__Task objective__
Scan the listing below. Return every line containing the string "with".

- Opening Delimiter -

PR #1199, opened 2018-10-30
tags: fix exclude (from all channels)

ljalves:
Currently the exclude flag gives the user access to all channels that ARE TAGGED except the ones that match the selected tag(s).
This fix will give the user access to ALL channels (tagged or not) except the ones that match the selected tag(s).

Fixes #5288

### DIFF
--- a/src/access.c
+++ b/src/access.c
@@ -98,7 +98,7 @@ access_ticket_find(const char *id)
     /* assume that newer tickets are hit more probably */
     TAILQ_FOREACH_REVERSE(at, &access_tickets, access_ticket_queue, at_link)
       if(!strcmp(at->at_id, id))
-	return at;
+        return at;
   }
   
   return NULL;
@@ -299,7 +299,9 @@ access_copy(access_t *src)
       memcpy(dst->aa_chrange, src->aa_chrange, l);
   }
   if (src->aa_chtags)
-    dst->aa_chtags  = htsmsg_copy(src->aa_chtags);
+    dst->aa_chtags = htsmsg_copy(src->aa_chtags);
+  if (src->aa_chtags_exclude)
+    dst->aa_chtags_exclude = htsmsg_copy(src->aa_chtags_exclude);
   if (src->aa_auth)
     dst->aa_auth = strdup(src->aa_auth);
   return dst;
@@ -354,6 +356,7 @@ access_destroy(access_t *a)
   htsmsg_destroy(a->aa_profiles);
   htsmsg_destroy(a->aa_dvrcfgs);
   htsmsg_destroy(a->aa_chtags);
+  htsmsg_destroy(a->aa_chtags_exclude);
   free(a);
 }
 
@@ -510,6 +513,20 @@ access_dump_a(access_t *a)
                    (long long)a->aa_chrange[first+1]);
   }
 
+  if (a->aa_chtags_exclude) {
+    first = 1;
+    HTSMSG_FOREACH(f, a->aa_chtags_exclude) {
+      channel_tag_t *ct = channel_tag_find_by_uuid(htsmsg_field_get_str(f) ?: "");
+      if (ct) {
+        tvh_strlcatf(buf, sizeof(buf), l, "%s'%s'",
+                 first ? ", exclude tags=" : ",", ct->ct_name ?: "");
+        first = 0;
+      }
+    }
+  } else {
+    tvh_strlcatf(buf, sizeof(buf), l, ", exclude tag=ANY");
+  }
+
   if (a->aa_chtags) {
     first = 1;
     HTSMSG_FOREACH(f, a->aa_chtags) {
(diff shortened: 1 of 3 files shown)


perexg:
It would be probably much better to create automatic tag which will maintain the untagged channels. This type of change will affect the rule merging scheme.

ljalves:
Sorry but I don't know what you mean with rule merging.
About your suggestion, I think that creating an automatic tag will not fix the second case reported on the opened issue (channels with 2 tags, where 1 is marked as exclude will not exclude the channel).

mpmc:
> Sorry but I don't know what you mean with rule merging.
More than likely the access entries, multiple entries of the same username with varying rights based on other factors such as IP address.

ljalves:
Got it!
I don't see a reason to cause issues on those situations... I'll try to do some testing!

ljalves:
@perexg 
You're right, I wasn't fully aware of how the access chain worked.
Let me rework this PR

ljalves:
Please check the new submit.
It builds 2 lists:
1) tag access list
2) tag exclude list

If down the chain the user adds access to some tag, it gets removed from the exclude list.

Tested with chained access and seems to work ok.

ljalves:
@perexg,
I was wondering if I should add the following behavior:

Down the access chain, if the user access has "change parameters: tags" turned on but the channel tag list is empty, then it should do the following, depending on the "exclude tag" switch:
1) exclude off: clear the tag list - user has access to all channels except previously exclude-tagged ones.
2) exclude on: clear the tag exclude list -> user has access to all channels previously tagged.

Right now, when the list is empty, it does nothing.

ljalves:
Any feedback on this?

src/access.c
```diff
@@ -622,32 +639,30 @@ access_update(access_t *a, access_entry_t *ae)
...
+        if(ct && ct->ct_name[0] != '\0') {
+          const char *ct_uuid = idnode_uuid_as_str(&ct->ct_id, ubuf);
+          if (ae->ae_chtags_exclude) {
+            lst = &a->aa_chtags_exclude;
+          } else {
+            lst = &a->aa_chtags;
+            /* adding a tag down the chain removes it from exclude list */
+            htsmsg_field_t *f;
+            if (htsmsg_is_string_in_list(a->aa_chtags_exclude, ct_uuid))
+              HTSMSG_FOREACH(f, a->aa_chtags_exclude)
```
perexg: Note to me: Add htsmsg_remove_string_from_list() fcn to htsmsc.c

src/access.c
```diff
@@ -622,32 +639,30 @@ access_update(access_t *a, access_entry_t *ae)
...
-              a->aa_chtags = htsmsg_create_list();
-            htsmsg_add_str_exclusive(a->aa_chtags, idnode_uuid_as_str(&ct->ct_id, ubuf));
+      htsmsg_t **lst;
+      LIST_FOREACH(ilm, &ae->ae_chtags, ilm_in1_link) {
+        channel_tag_t *ct = (channel_tag_t *)ilm->ilm_in2;
+        if(ct && ct->ct_name[0] != '\0') {
+          const char *ct_uuid = idnode_uuid_as_str(&ct->ct_id, ubuf);
+          if (ae->ae_chtags_exclude) {
+            lst = &a->aa_chtags_exclude;
+          } else {
```
perexg: missing the duplicate uuid check in aa_chtags (if it's excluded, it should not be allowed - overwrite previous settings)

src/channels.c
```diff
@@ -743,20 +746,21 @@ channel_access(channel_t *ch, access_t *a, int disabled)
   }
 
   /* Channel tag check */
+  if (a->aa_chtags_exclude) {
+    HTSMSG_FOREACH(f, a->aa_chtags_exclude)
+      LIST_FOREACH(ilm, &ch->ch_ctms, ilm_in2_link)
+        if (!strcmp(htsmsg_field_get_str(f) ?: "",
```
perexg: Here seems to be a clash, because the channel can be in both excluded / allowed tag lists (if the channel belongs to the multiple lists). But it's probably OK to check the excluded conditions as first.

src/access.c
ljalves: Modified to use "htsmsg_remove_string_from_list"

src/access.c
ljalves: The logic here (and on the comment below) is that the exclude list has priority over the "include" list.
So, it doesn't matter if the tag is already on the include list (no need to check for duplicates).

Only if down the access chain a user has a tag added to the "include" list, it will check for duplicates on the exclude and remove it from there (so that it gets access to that tag).

src/access.c
```diff
@@ -622,32 +639,30 @@ access_update(access_t *a, access_entry_t *ae)
...
-          }
-          if (ilm == NULL) {
-            if (a->aa_chtags == NULL)
-              a->aa_chtags = htsmsg_create_list();
-            htsmsg_add_str_exclusive(a->aa_chtags, idnode_uuid_as_str(&ct->ct_id, ubuf));
-          }
-        }
-      }
+    if (LIST_EMPTY(&ae->ae_chtags)) {
+      idnode_list_destroy(&ae->ae_chtags, ae);
```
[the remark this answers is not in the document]
ljalves: Not sure what you mean here...
If the list is empty it already does nothing - no matter if "including" or "excluding".

Not sure if I got this right, but line 643 (idnode_list_destroy) only makes sure that the webui list is clear if the list in the config is also clear, isn't it?

perexg:

ljalves:
Thank you!

PR #1200, opened 2018-10-30
 webui: access theme - color correction for EPG count info

Trujulu:
EPG events count is dark-gray so we can't see it with access theme.


Trujulu:
imagen

Just tested, this commit solves the problem.

PR #1202, opened 2018-10-30
webui: status, replace 'title' to 'user agent' (cosmetic)

Trujulu:
Probably 'Title' is not as exact meaning as it is User Agent, also the expression 'HTTP User Agent' is used in the configuration of the server, therefore, this one seems a more accurate description.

- Closing Delimiter -

__Output for this task__
Sorry but I don't know what you mean with rule merging.
About your suggestion, I think that creating an automatic tag will not fix the second case reported on the opened issue (channels with 2 tags, where 1 is marked as exclude will not exclude the channel).
> Sorry but I don't know what you mean with rule merging.
More than likely the access entries, multiple entries of the same username with varying rights based on other factors such as IP address.
Tested with chained access and seems to work ok.
EPG events count is dark-gray so we can't see it with access theme.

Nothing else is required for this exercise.